Exercise prompt
From the line that includes "--- a/app/actions/definitions/documents.tsx" to the last line of the data, quote each line precisely; both boundary lines belong in the answer.
Start of Block
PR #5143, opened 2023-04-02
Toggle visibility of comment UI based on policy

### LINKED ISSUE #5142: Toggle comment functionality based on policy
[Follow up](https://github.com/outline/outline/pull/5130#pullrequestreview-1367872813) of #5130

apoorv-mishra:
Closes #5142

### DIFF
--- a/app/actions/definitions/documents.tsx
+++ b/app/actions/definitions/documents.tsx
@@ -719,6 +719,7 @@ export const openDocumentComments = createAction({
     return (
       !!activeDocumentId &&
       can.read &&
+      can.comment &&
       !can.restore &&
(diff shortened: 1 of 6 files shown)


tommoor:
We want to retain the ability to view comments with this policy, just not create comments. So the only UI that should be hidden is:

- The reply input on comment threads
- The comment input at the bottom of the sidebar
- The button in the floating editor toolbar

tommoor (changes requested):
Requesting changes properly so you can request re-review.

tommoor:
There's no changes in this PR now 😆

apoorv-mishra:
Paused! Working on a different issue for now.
End of Block
Answer
--- a/app/actions/definitions/documents.tsx
+++ b/app/actions/definitions/documents.tsx
@@ -719,6 +719,7 @@ export const openDocumentComments = createAction({
     return (
       !!activeDocumentId &&
       can.read &&
+      can.comment &&
       !can.restore &&
(diff shortened: 1 of 6 files shown)


tommoor:
We want to retain the ability to view comments with this policy, just not create comments. So the only UI that should be hidden is:

- The reply input on comment threads
- The comment input at the bottom of the sidebar
- The button in the floating editor toolbar

tommoor (changes requested):
Requesting changes properly so you can request re-review.

tommoor:
There's no changes in this PR now 😆

apoorv-mishra:
Paused! Working on a different issue for now.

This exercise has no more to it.